Figure 2.146: Diagnostic plots for the log-log infant mortality model.

## 
## Call:
## lm(formula = log(infantMortality) ~ log(ppgdp), data = UN)
## 
## Residuals:
##      Min       1Q   Median       3Q      Max 
## -1.16789 -0.36738 -0.02351  0.24544  2.43503 
## 
## Coefficients:
##             Estimate Std. Error t value Pr(>|t|)
## (Intercept)  8.10377    0.21087   38.43   <2e-16
## log(ppgdp)  -0.61680    0.02465  -25.02   <2e-16
## 
## Residual standard error: 0.5281 on 191 degrees of freedom
##   (20 observations deleted due to missingness)
## Multiple R-squared:  0.7662, Adjusted R-squared:  0.765 
## F-statistic: 625.9 on 1 and 191 DF,  p-value: < 2.2e-16

The estimated regression model is \(\log(\widehat{\text{infantmortality}})=8.104-0.617\cdot\log(\text{GDP})\). The slope coefficient can be interpreted two ways.

  1. On the log-log scale: For a 1 log-dollar increase in GDP, we estimate, on average, a change of \(-0.617\) log(deaths/1000 live births) in infant mortality.

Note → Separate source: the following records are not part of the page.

PR #349, opened 2025-09-09
Minor cleanup

alfiopuglisi:
Fixed linting errors, and removed some unused or duplicated code


specula/base_time_obj.py
```diff
@@ -45,7 +44,7 @@ def __init__(self, target_device_idx=None, precision=None):
             self.xp_str = 'np'
 
         if self.target_device_idx>=0:
-            from cupyx.scipy.ndimage import rotate
+            from cupyx.scipy.ndimage import rotate as ndimage_rotate
             from cupyx.scipy.ndimage import shift
```
guidoagapito: the same could be done for shift --> ndimage_shift

alfiopuglisi: I found out that this shift routine is only used by InfinitePhaseScreen, and it is commented out, so maybe it can be removed. @FabioRossiArcetri what do you think?

guidoagapito: I think it could be useful in future.

guidoagapito (approved):

FabioRossiArcetri (approved):

specula/base_time_obj.py
FabioRossiArcetri: I would say if these are not used we can remove for now.

PR #350, opened 2025-09-09
Generators can stop simulation when done

alfiopuglisi:
Allow push pull and time history generators to stop the simulation when done, so that calibration yml files do not need to calculate the number of iterations for e.g. push-pull history.


alfiopuglisi:
Does not work because main.total_time=0.010 and since the override is removed, the simulation ends before the generator has a chance of raising the stop exception.

test/params_scao_sh_test_rec.yml
```diff
@@ -7,9 +7,6 @@ pushpull:
                     50,50,50,50,50,50,50,50,50,50]
   outputs: ['output']
 
-main_override:
-  total_time:  0.080
```
guidoagapito, line 11: Could you put a time larger than the requested one to test this new feature?

alfiopuglisi: Yes and it would work, but then one has to add the override in any case, I would like to find a way to avoid the total_time override at all.

guidoagapito: Could we remove the total_time key with the override? For clarity reasons in the yml file I would like to avoid having a parameter that is ignored.

FabioRossiArcetri:
Can we can think about different ways to implement this feature? In my view a generator should not have this 'superpower'. Maybe a calibrator could?

guidoagapito:
> Can we can think about different ways to implement this feature? In my view a generator should not have this 'superpower'. Maybe a calibrator could?

For me the negative point is that this super-power is hidden and not visible in the yml file.

alfiopuglisi:
To make it more visible, total_time could be set to 'auto' or null.
The reason for this feature is that sometimes it is difficult to calculate the correct length, you have to find out the push-pull length and combine it with the simulation time step and it is easy to make mistakes.

guidoagapito:
> To make it more visible, total_time could be set to 'auto' or null. The reason for this feature is that sometimes it is difficult to calculate the correct length, you have to find out the push-pull length and combine it with the simulation time step and it is easy to make mistakes.

I think it is a reasonable approach.

PR #353, opened 2025-09-10
Folder names

FabioRossiArcetri:


alfiopuglisi:
I realize now that many yaml files have path like /raid1/guido or /raid2/gcarla, which should not really be committed into the main SPECULA repo. We need to think of a mechanism for user config files, but after this PR

alfiopuglisi (approved):

guidoagapito (approved):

  2. On the original scale: For a doubling of GDP, we expect a \(2^{b_1} = 2^{-0.617} = 0.652\) multiplicative change in the estimated median infant mortality. That is a 34.8% decrease in the estimated median infant mortality for each doubling of GDP.

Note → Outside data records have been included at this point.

PR #364, opened 2025-09-15
Reactivating Intmat test on Windows

alfiopuglisi:
Test PR to check Windows tests

### DIFF
--- a/specula/data_objects/intmat.py
+++ b/specula/data_objects/intmat.py
@@ -157,6 +157,7 @@ class Intmat(BaseDataObj):
         # Reading additional fits extensions
         with fits.open(filename) as hdul:
             num_ext = len(hdul)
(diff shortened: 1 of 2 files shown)


specula/data_objects/intmat.py
```diff
@@ -157,6 +157,7 @@ def restore(filename, target_device_idx=None):
         # Reading additional fits extensions
         with fits.open(filename) as hdul:
             num_ext = len(hdul)
+        hdul.close() # Force close for Windows
```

The diagnostics of the log-log SLR model (Figure 2.146) show minimal evidence of violations of assumptions although the tails of the residuals are a little heavy (more spread out than a normal distribution) and there might still be a little pattern remaining in the residuals vs fitted values. There are no influential points to be concerned about in this situation.

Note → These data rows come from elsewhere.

PR #366, opened 2025-09-15
(GA) Focal plane filter with tests

guidoagapito:


alfiopuglisi:
It looks like a pyramid without the actual pyramid - just the focal plane mask. Is it correct?

FabioRossiArcetri (approved):

guidoagapito:
> It looks like a pyramid without the actual pyramid - just the focal plane mask. Is it correct?

Yes. I consider inheriting the pyramid or using it as base class for the pyramid, but it seems to me that there is no bug advantage. What do you think?

alfiopuglisi:
> > It looks like a pyramid without the actual pyramid - just the focal plane mask. Is it correct?
> 
> Yes. I consider inheriting the pyramid or using it as base class for the pyramid, but it seems to me that there is no bug advantage. What do you think?

Actually I was thinking that there is a quite a bit of complicated code for calc_geometry, interpolation etc. so it could be derived from the pyramid, overriding trigger(), or maybe even leaving all the pyramid as it is and just have a special initialization with mod step=1, mod amp=0, and a zero (or unitary?) pyramid EF (the self.shifted_masked_exp). It could be worth to do an experiment

guidoagapito:
> > > It looks like a pyramid without the actual pyramid - just the focal plane mask. Is it correct?
> > 
> > 
> > Yes. I consider inheriting the pyramid or using it as base class for the pyramid, but it seems to me that there is no bug advantage. What do you think?
> 
> Actually I was thinking that there is a quite a bit of complicated code for calc_geometry, interpolation etc. so it could be derived from the pyramid, overriding trigger(), or maybe even leaving all the pyramid as it is and just have a special initialization with mod step=1, mod amp=0, and a zero (or unitary?) pyramid EF (the self.shifted_masked_exp). It could be worth to do an experiment

Could you do this experiment?

alfiopuglisi:
> > > > It looks like a pyramid without the actual pyramid - just the focal plane mask. Is it correct?
> > > 
> > > 
> > > Yes. I consider inheriting the pyramid or using it as base class for the pyramid, but it seems to me that there is no bug advantage. What do you think?
> > 
> > 
> > Actually I was thinking that there is a quite a bit of complicated code for calc_geometry, interpolation etc. so it could be derived from the pyramid, overriding trigger(), or maybe even leaving all the pyramid as it is and just have a special initialization with mod step=1, mod amp=0, and a zero (or unitary?) pyramid EF (the self.shifted_masked_exp). It could be worth to do an experiment
> 
> Could you do this experiment?

I can try tomorrow

alfiopuglisi (approved):

PR #390, opened 2025-09-19
Leonardo work and more

FabioRossiArcetri:


specula/simul.py
```diff
@@ -340,9 +340,9 @@ def build_objects(self, params):
             # If not build, remember the remote rank of this object (needed for connections setup)
             if not build_this_object:
                 self.remote_objs_ranks[key] = target_rank
-                continue
+                # continue
```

While we will not revisit this at all except in the case-studies in Chapter ??, log-transformations can be applied to the response variable in ONE and TWO-WAY ANOVA models when we are concerned about non-constant variance and non-normality issues109. The remaining methods in this chapter return to SLR and assuming that the model is at least reasonable to consider in each situation, possibly after transformation(s). In fact, the methods in Section 7.7 are some of the most sensitive results to violations of the assumptions that we will explore.

References

Greenwood, Mark C., and N. F. Humphrey. 2002. “Glaciated Valley Profiles: An Application of Nonlinear Regression.” Computing Science and Statistics 34: 452–60.


  1. Note exp(x) is the same as \(e^{(x)}\) but easier to read in-line and exp() is the R function name to execute this calculation.

  2. You can read my dissertation if you want my take on modeling U and V-shaped valley elevation profiles that included some discussion of these models and some related discussions in Greenwood and Humphrey (2002).

  3. This transformation could not be applied directly to the education growth score data in Chapter ?? because there were negative “growth” scores.